Opinião

Mar

16 ago 2023 16:54

Lembro-me de um primeiro mergulho em onda, na areia. Foi como atravessar de cabeça um muro líquido que se formou à minha frente

(Comecei a escrever este último texto sobre um percurso de água várias vezes. Tem sido uma viagem esta descoberta de sentimentos pela poesia; pela procura de um sítio que una estes pontos e satisfação de ler algumas destas linhas sinto que já lá cheguei, completo, ao mar. Obrigado.)

Mar é toda a água em imensidão de volume. Num estado líquido é a soma de todas as lágrimas e de todos os mijos. Dependendo de ser a montante ou jusante pode: ora ser a fonte de toda a evaporação que cria os rios, ora ser apenas a consequência do arrasto da água pelas feridas da paisagem. Surge daí a sua salinidade, da erosão de tristeza para uma totalidade, uma crença de que o mar é o final de todos aqueles percursos em conjunto.

Ainda desconheço onde começa e acaba o mar onde quero chegar. Nesta falta de união sinto perder a essência. E não é esse o mar que ambicionamos? Tornarmo-nos parte de algo ao qual já pertencemos, precisando apenas do trajeto para se definir. Sinto-me nevoeiro, nuvem a pairar. Como se alguém dissesse: nuvem, deixa de existir. Cria rio, cria mar.  

Sei de onde venho e, quando me dou espaço, ganho o caudal do instinto que me pede para seguir a descer por gravidade e romper os obstáculos com a vontade de existir com esse sentido, o de encontrar. O mar é para onde quero ir. Como nunca o vi, mas porque nasceu comigo, sinto-o e imagino-o. Criei vários oceanos na minha cabeça. Cada um mais repleto de seres por descobrir.

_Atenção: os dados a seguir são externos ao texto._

PR #3421, opened 2019-08-04
Run latex after bibtex/biber only when necessary

luhk:
Although comments in src/engine/SCons/Tool/tex.py indicated that latex
should only be run after biber/bibtex if the .bbl file had changed, it
was always run.

## Contributor Checklist:

* [x] No documentation to update

### DIFF
--- a/CHANGES.txt
+++ b/CHANGES.txt
@@ -1066,6 +1066,9 @@ RELEASE 3.1.1 - Mon, 07 Aug 2019 20:09:12 -0500
         - JSON encoding errors for CacheDir config
         - JSON decoding errors for CacheDir config
 
+  From Lukas Schrangl:
+    - Run LaTeX after biber/bibtex only if necessary
+
 
 RELEASE 3.1.0 - Mon, 20 Jul 2019 16:59:23 -0700
 
--- a/CHANGES.txt
+++ b/CHANGES.txt
@@ -63,6 +63,9 @@ RELEASE  VERSION/DATE TO BE FILLED IN LATER
   From Ryan Saunders:
     - Fixed runtest.py failure on Windows caused by excessive escaping of the path to python.exe.
 
+  From Lukas Schrangl:
+    - Run LaTeX after biber/bibtex only if necessary
+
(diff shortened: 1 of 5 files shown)


mwichmann:
The AppVeyor fails are "known" and not caused by this PR: the swig-on-2.7 one is under investigation; the other is intermittent.

bdbaddog:
@managan  - Any chance you could take a look at this?

managan:
Not right now. Headed off for a week of vacation and a week long meeting in Italy.

I took a brief look. Right now we start by running latex and then decide whether to run again. We would have to store info about files that exist before the run so we could compare after to see if we need to run again.

Right now it just scans produced files to see if there are bibliography data present and then flags the files as read so it does not repeat that. So yes, if there is a bibliography we run latex at least twice.

I will try and see what I can do after I get back.

...

bdbaddog:
>PS. How do I search the issues list on github? Or is there a better place? 

github!

mwichmann:
https://help.github.com/en/articles/using-search-to-filter-issues-and-pull-requests

bdbaddog:
@managan  - Any chance you have a bit to review this PR now?

managan:
This looks good to me. 

I will note that if we want to support packages that create multiple bbl files, like the chapterbib or multibbl packages, then this will need a rewrite. The current logic assumes a single bbl file that is named from the primary text file name.

bdbaddog:
thanks @managan - So if we wanted to support packages that create multiple bbl files does the current logic (not inclusive of this patch) work?  in other words are we losing the capability by merging this?

managan:
OK,

It seems that the current system is conservative and works with packages like chapterbib. It does not clean all the files. But since it forces a run of bibtex on all the instances found in the aux file it catches changes.

So we do sort of lose capability.

Got to run so I can fill in details later.

bdbaddog:
@managan - Does it look like the code could be modified to avoid losing current functionality?

bdbaddog:
@managan - Ping? Any further thoughts?

PR #3427, opened 2019-08-19
Improve threading performance by sharing NodeInfo across threads

chasinglogic:
This is mildly work in progress but is based on results found [here](https://gist.github.com/chasinglogic/d43a1e12d43a7d8ca052fe2aa76f16a1)

The last section [Initializing NodeInfo at SCons.Node.FS.Base construction time](https://gist.github.com/chasinglogic/d43a1e12d43a7d8ca052fe2aa76f16a1) contains the relevant performance results.

The patch shown in that section however had some major flaws and this version maintains the same performance characteristics without side effects like loading SConsign before the SConstruct etc.

The observed behavior is that during a build all of the File nodes are passed out to threads, a single File node can be seen as a target or source multiple times. For instance one of our unit test binaries shows up 8 times in the DAG walk. The File node is shared across all threads and asked for it's `csig`. When calculating the `csig` the `NodeInfo` object is constructed because it does not exist. This object construction happens in each thread and so the `NodeInfo` is not actually shared across threads. I believe this is because of the use of `__slots__` since the `File` node does not see that it has a `self.ninfo` attribute but it's (multiple levels up) super class `Node` does.

Either way the content signature is calculated using a very expensive read and hash method then stored as the `csig` attribute on the `NodeInfo` object. This causes a long thread lock because the `File` node is the caller so is "doing the work". But since the `NodeInfo` object is not shared when the next thread sees this same `File` node it will cause the same long thread lock and do the same work again. This can repeat many many times.

You can see in the profile results in the above links that we go from spending `31.537` seconds locking threads and `22.198` on reading files to `9.494` seconds locking threads and `11.606` seconds reading files. Perhaps the biggest gains are on what we save with hashing. Time spent in `_hashlib.HASH` sees a reduction from `18.278` to less than 1 second:

```
    40289    0.689    0.000    0.689    0.000 {method 'update' of '_hashlib.HASH' objects}
```

I've seen thread locking times get as low as `4.738` seconds with some other SCons options like `--implicit-cache` and `--max-drift` settings set as according to the wiki.

When combined with the Subst rewrite in #3107 MongoDB builds could be sped up dramatically.

## Contributor Checklist:

### DIFF
--- a/src/CHANGES.txt
+++ b/src/CHANGES.txt
@@ -6,9 +6,11 @@
 
 RELEASE  VERSION/DATE TO BE FILLED IN LATER
 
-  From John Doe:
+  From Mathew Robinson:
 
-    - Whatever John Doe did.
+    - Improved threading performance by ensuring NodeInfo is shared
+      across threads. Results in ~13% improvement for parallel builds
+      (-j# > 1) with many shared nodes.
 
 
 RELEASE 3.1.1 - Mon, 07 Aug 2019 20:09:12 -0500
--- a/src/engine/SCons/Node/__init__.py
+++ b/src/engine/SCons/Node/__init__.py
@@ -614,6 +614,7 @@ class Node(object, with_metaclass(NoSlotsPyPy)):
         self._func_rexists = 1
         self._func_get_contents = 0
         self._func_target_from_source = 0
+        self.ninfo = None
 
         self.clear_memoized_values()
 
@@ -1131,11 +1132,10 @@ class Node(object, with_metaclass(NoSlotsPyPy)):
         return ninfo
 
     def get_ninfo(self):
-        try:
+        if self.ninfo is not None:
             return self.ninfo
-        except AttributeError:
-            self.ninfo = self.new_ninfo()
-            return self.ninfo
+        self.ninfo = self.new_ninfo()
+        return self.ninfo
 
     def new_binfo(self):
         binfo = self.BuildInfo()
--- a/src/engine/SCons/Node/FSTests.py
+++ b/src/engine/SCons/Node/FSTests.py
@@ -2545,11 +2545,10 @@ class FileTestCase(_tempdirTestCase):
 
             def get_ninfo(self):
                 """ mocked to ensure csig will equal the filename"""
-                try:
+                if self.ninfo is not None:
                     return self.ninfo
-                except AttributeError:
-                    self.ninfo = FakeNodeInfo(self.name, self.timestamp)
-                    return self.ninfo
+                self.ninfo = FakeNodeInfo(self.name, self.timestamp)
+                return self.ninfo
 
             def get_csig(self):
                 ninfo = self.get_ninfo()


src/engine/SCons/Node/__init__.py
```diff
@@ -1131,11 +1132,10 @@ def new_ninfo(self):
         return ninfo
 
     def get_ninfo(self):
-        try:
-            return self.ninfo
-        except AttributeError:
-            self.ninfo = self.new_ninfo()
+        if self.ninfo is not None:
```
bdbaddog, line 1135: pretty sure you can get away with "If self.ninfo" ? None equates to false and any false here would be an isssue?

chasinglogic: This is based on [PEP8's Programming Recommendations](https://www.python.org/dev/peps/pep-0008/#programming-recommendations)

I will change it if you want.

bdbaddog: Gotcha. I'll defer to PEP8 here.

chasinglogic:
@bdbaddog 

What's the best way to proceed? The appveyor failures look unrelated?

```
199/297 (67.00%) c:\\python27\\python.exe -tt test\Interactive\configure.py
match_re: mismatch at line 1:
  search re='^scons>>> .*foo\.cpp.*$'
  line='scons>>> scons: `foo.obj' is up to date.'
1,2c1
< scons>>> .*foo\.cpp.*
< scons>>> .*foo\.cpp.*
---
> scons>>> c:\python27\python.exe mycc.py foo.obj foo.cpp
3a3
> scons>>> c:\python27\python.exe mycc.py foo.obj foo.cpp
5c5
< scons>>>\s*
---
> scons>>> 
	at line 615 of C:\projects\scons\testing\framework\TestCommon.py (_complete)
	from line 675 of C:\projects\scons\testing\framework\TestCommon.py (finish)
	from line 117 of test\Interactive\configure.py
202/297 (68.01%) c:\\python27\\python.exe -tt test\Interactive\help.py
```


```
61/297 (20.54%) C:\\Python37\\python.exe test\Parallel\failed-build.py
Unexpected files exist: `C:\Users\appveyor\AppData\Local\Temp\1\testcmd.1232.fxqw2kok\f5'
	at line 555 of C:\projects\scons\testing\framework\TestCommon.py (must_not_exist)
	from line 122 of test\Parallel\failed-build.py
56/297 (18.86%) C:\\Python37\\python.exe test\NodeOps.py
```

I still need to update the src/CHANGES.txt and will do so. Not sure if this needs / how I would test this?

bdbaddog:
Yes Update CHANGES.txt with something like internal optimization should speed up checking if files have changed.  You can check the documentation and tests.  Current tests should cover functionality impacted by the change so you can check that one as well.

You can ignore those windows failures as they are intermittently failing.

chasinglogic:
Done. Thanks!

src/CHANGES.txt
```diff
@@ -6,9 +6,11 @@
 
 RELEASE  VERSION/DATE TO BE FILLED IN LATER
 
-  From John Doe:
+  From Mathew Robinson:
 
-    - Whatever John Doe did.
+    - Improved threading performance by ensuring NodeInfo is shared
```
bdbaddog, line 11: Hmm. maybe add for Parallel builds (using -j # > 1) or something to indicate when this applies?

chasinglogic: Done.

PR #3458, opened 2019-10-02
Fix a syntax error in the documentation

theoratkin:
Quotation marks do not match, which is a syntax error.

## Contributor Checklist:


bdbaddog:
thanks!

PR #4840, opened 2026-03-21
Remove qt3 tool

mwichmann:
Qt3 has been deprecated since SCons 4.3. The tool module and the dummy un-versioned module are removed, as well as the tests.  Support code from the test framework and the import test is also removed.

Note there are references to qt in documentation and tests, but used strings in examples (and tests), rather than as a reference to the tool itself, so those were not edited. 

## Contributor Checklist:


mwichmann:
This CI run is seeing the same problem as in #4938 which is presumably a mismatch between the new appveyor setup and the actual provisionong.  Or something.

This is for:  Image: Visual Studio 2017; Environment: WINPYTHON=Python312

* First a version check shows Python 3.12 is not installed
* A request to install it via Chocolatey is made
* That install aborts itself because it finds information that "python312 v3.12.10 already installed"
* The build aborts with a subsequent command, finding:
```
C:\\Python312\\python.exe : The term 'C:\\Python312\\python.exe' is not recognized as the name of a cmdlet, function, 
script file, or operable program.
```

I'm presuming that there's a 3.12, but it's not at that path? (It is indeed not part of Appveyor's own base - the VS 2017 image is on Windows Server 2016, which stops at Python 3.8.

PR #4842, opened 2026-03-25
Assorted typing cleanups

mwichmann:
Fix various niggly typing and checker complaints.

`Environment.py`:

* To avoid modifying a dict-like thing while iterating over it, we did `.copy()`, making an awkward chained construct that checkers don't like. Simpler (and the more common idiom) is to make a list from the keys view, that way you're iterating over that new list and not the dict (and save creating a dict copy).
* Another use of `copy()` was in detecting a `CPPDEFINES` deque, where we want to keep a copy of it and not modify the original - use the deque constructor for this instead of calling copy() method.
* A few complaints about calling `subst` with a bad type were due to us defeating type narrowing - checkers don't know that `is_String`  evaluating true means the object is a string type. Added casts for certain instances of this.
* Align the names of vars in overridden dunder methods in `BuilderDict` with parent `UserDict` for more consistency (one of ours used the same name as a different arg in the parent). Similar for the `JSONEncoder`  `default` method.
* `arg2nodes` `node_factory` argument *could* be passed a `None`, indicate that in the signature.
* Multiple uses of `CacheDir` (it was both an import from `CacheDir` for type checking, and the name of a function in `Environment.py`). This was confusing to at least one type checker, so just use the qualified name.
* The environment `Base` class `_update` and `_update_onlynew` methods were annotated to take an `EnvironmentBase` argument, but in fact they're designed to update the internal dict from a passed dict.  Adjusted the annotation.
* Used the global `Environment` hook directly by name rather than fully qualified, as `SCons.Environment` doesn't have an import of itself.  That's namespace niggling, because it worked as written.
* The `Repository` method (public API level) was written to take kwargs and pass those on to the FS layer's `Repository` - which doesn't take kwargs. `Repository()` was never documented as accepting any keyword arguments (and no tests ever poked at that usage), so just removed to align the two.
* In `VariantDir`, make a small readability change and also avoid reassigning the function parameters: the index-zero access occurs on the call to `self.fs.VariantDir`, not on the end of the call to `arg2nodes`.

`Node/FS.py`: `Glob` and `glob` annotation adjusted to show the exclude argument could also be a single string, as that could be passed down from the public API level, as documented: "The optional exclude argument may be set to a pattern or a list of patterns describing files or directories to filter out of the match list."

`Tool/FortranCommon.py`: fix an error where returns were annotated `Tuple`, which is not imported; changed to `tuple`.

`Util/__init__.py`: use a typevar for `semi_deepcopy`, which is a dispatch function, type checkers don't seem to read through to the return types of the various copy functions it calls.

No test changes - for the small code changes, we want to show behavior *didn't* change.

## Contributor Checklist:

### DIFF
--- a/CHANGES.txt
+++ b/CHANGES.txt
@@ -66,6 +66,8 @@ RELEASE  VERSION/DATE TO BE FILLED IN LATER
       via the SConsignFile(name=None) call.
     - Test framework: tweak module docstrings
     - Test suite: end to end tests don't use assert in result checks
+    - A few more typing cleanups in Environment (and in one case which
+      affected it in the Node package).
 
 
 RELEASE 4.10.1 - Sun, 16 Nov 2025 10:51:57 -0700
--- a/SCons/Environment.py
+++ b/SCons/Environment.py
@@ -85,7 +85,6 @@ from SCons.Util.sctypes import _null
 
 if TYPE_CHECKING:
     from SCons.Action import ActionBase
-    from SCons.CacheDir import CacheDir
     from SCons.Executor import Executor
     from SCons.Node import Node, NodeInfoBase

Disseram-me que faz bem às vias nasais, inspirar a água do mar para limpar. E às feridas, ajuda a sarar. Já nadar faz bem ao mar, põe-no a mexer com o nosso corpo. É algo que nasceu comigo, acredito. Estar lá a banhar-me nas águas salgadas, que não se podiam beber.

Lembro-me de um primeiro mergulho em onda, na areia. Foi como atravessar de cabeça um muro líquido que se formou à minha frente. Há pouca fluidez e beleza num ser humano a mergulhar, mas não consigo simplesmente dobrar as pernas e submergir. São coisas diferentes. Sempre que lá estou, preciso de mergulhar e saltaricar nas ondas das marés imprevisíveis das praias com a nortada como bússola.

Foi nestas praias que aprendi a brincar na água, de costas para a praia, a contar o próximo mergulho e banho de espuma branca de onda. Nunca experimentei flutuar durante muito tempo, o sabor da inesperada água a cortar-me a respiração tirava-me um dos sentidos que procurava manter. Adoro o silêncio que o oceano permite. Por fora é um tremular eterno, balançando ao longo dos fundos; por dentro um silêncio de jardim de introspeção que se rega com as correntes.